Forward-Looking Information

This news release includes certain statements that may be deemed “forward-looking statements”. All statements in this new release, other than statements of historical facts, that address events or developments that the Company expects to occur, are forward-looking statements. Forward-looking statements are statements that are not historical facts and are generally, but not always, identified by the words “expects”, “plans”, “anticipates”, “believes”, “intends”, “estimates”, “projects”, “potential” and similar expressions, or that events or conditions “will”, “would”, “may”, “could” or “should” occur and specifically include statements regarding: closing of the Brokered Offering and Non-Brokered Offering, including receipt of approvals therefor, the Company’s strategies, expectations, planned operations or future actions, including but not limited to exploration programs at its Reefton and Glamorgan projects and the results thereof. Although the Company believes the expectations expressed in such forward-looking statements are based on reasonable assumptions, such statements are not guarantees of future performance and actual results may differ materially from those in the forward-looking statements.

Investors are cautioned that any such forward-looking statements are not guarantees of future performance and actual results or developments may differ materially from those projected in the forward-looking statements.

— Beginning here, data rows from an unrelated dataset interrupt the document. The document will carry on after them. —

PR #69, opened 2017-11-09
HISTORY VALIDATION!

itsthejoker:
A long time coming -- this should, in theory, allow us to pull transcriptions that were removed by the Reddit global spam filter from the user's history and run the validation against that instead. It's not very many extra steps and it doesn't need to run that often -- it will be extremely useful when volunteers start posting in subs they don't frequent, like r/4chan.

TODO:

- [x] Add additional check that the author of the parent posts match as well as the titles, as this is an avenue for cheating the system
- [x] Update changelog
- [x] Update version number
- [x] Test the sucker

This has been manually tested, but I'll test using the PR before merging after it's approved.


perryprog:
```python
for doohickey in post.author.new(limit=3):
```

QUALITY

itsthejoker:
@perryprog you would not believe how many of my variables start out life as `doohickey`. This one just accidentally made it into the codebase.

TheLonelyGhost:
Yeah, I'm gonna need us to get rid of all the `doohickey`s before we merge this... 😆 

coffee

tor/core/validation.py
```diff
@@ -39,13 +67,17 @@ def verified_posted_transcript(post, config):
...
+            _header_check(top_level_comment, config)
+        ):
             return True
-    # Did it get removed? Check their history.
-    # if _author_history_check:
-    #     return True
-    # return False
+
+    # Did their transcript get flagged by the spam filter? Check their history.
+    return _author_history_check(post, config)
```
TheLonelyGhost: Is there any reason we wouldn't want to solely rely on this history check for the one source of truth for the transcription comment? Looping through the top-level comments seem like extra API calls that aren't needed if the author history would cover it on its own.

tor/core/validation.py
```diff
@@ -15,10 +15,38 @@ def _header_check(reply, config, tor_link=ToR_link):
         return True
 
 
+def _thread_title_check(original_post, history_item):
+    # Verify that the link titles match. On the original post, it will be
+    # removed, but we should still be able to extract the title of the
+    # submission it's on. Then we check to see if the title for that submission
+    # is in the r/ToR post, mirroring the max line truncation that's in
+    # posts.py.
```
TheLonelyGhost: Docstring this, please.

tor/core/validation.py
```diff
@@ -39,13 +67,17 @@ def verified_posted_transcript(post, config):
     # get source link, check all comments, look for root level comment
     # by the author of the post and verify that the key is in their post.
     # Return True if found, False if not.
```
TheLonelyGhost: This seems like a much more concise way of expressing the same concepts as in the docstring above. Maybe this should replace the docstring?

tor/core/validation.py
TheLonelyGhost: Honestly, if a comment is removed, that's the target subreddit's fault not ours. We only care about providing the option of a transcription and giving credit to the author of it. Maybe it means we update the OP on /r/tor with a direct link to the transcription comment. I'm not sure.

itsthejoker: In the greater sense it's the Reddit spam filter that's the cause, but yes, I suppose that's valid. Mostly we've just been counting to see how active the spam filter is / if we need to intervene again with the admins. My worry is that if we don't check for removed comments we'll never know if the spam filter starts removing all of the volunteer posts or not, thus rendering our work useless.

TheLonelyGhost: Ah, so we do want to have some validation tripwire, even if it doesn't catch all of the anti-spam measures. That way we can make sure it has a chance to be useful to others. I'd agree with keeping it as is, in that case.

itsthejoker: Can you elaborate on "validation tripwire"?

TheLonelyGhost: By that I mean it's a tripwire, or early warning system, where we can tell something is either currently, or will very soon go wrong. In this case it's something that won't catch all of the times a transcriber's post is removed, but it will catch some of them and that's better than nothing.

The "validation" part is just pertaining to where the tripwire lives.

A variety of inherent risks, uncertainties and factors, many of which are beyond the Company’s control, affect the operations, performance and results of the Company and its business, and could cause actual events or results to differ materially from estimated or anticipated events or results expressed or implied by forward looking statements. Some of these risks, uncertainties and factors include: general business, economic, competitive, political and social uncertainties; risks related to the effects of the Russia-Ukraine war; risks related to climate change; operational risks in exploration, delays or changes in plans with respect to exploration projects or capital expenditures; the actual results of current exploration activities; conclusions of economic evaluations; changes in project parameters as plans continue to be refined; changes in labour costs and other costs and expenses or equipment or processes to operate as anticipated, accidents, labour disputes and other risks of the mining industry, including but not limited to environmental hazards, flooding or unfavorable operating conditions and losses, insurrection or war, delays in obtaining governmental approvals or financing, and commodity prices.

Forward-looking statements are based on the beliefs, estimates and opinions of the Company’s management on the date the statements are made. Except as required by applicable securities laws, the Company undertakes no obligation to update these forward-looking statements in the event that management’s beliefs, estimates or opinions, or other factors, should change.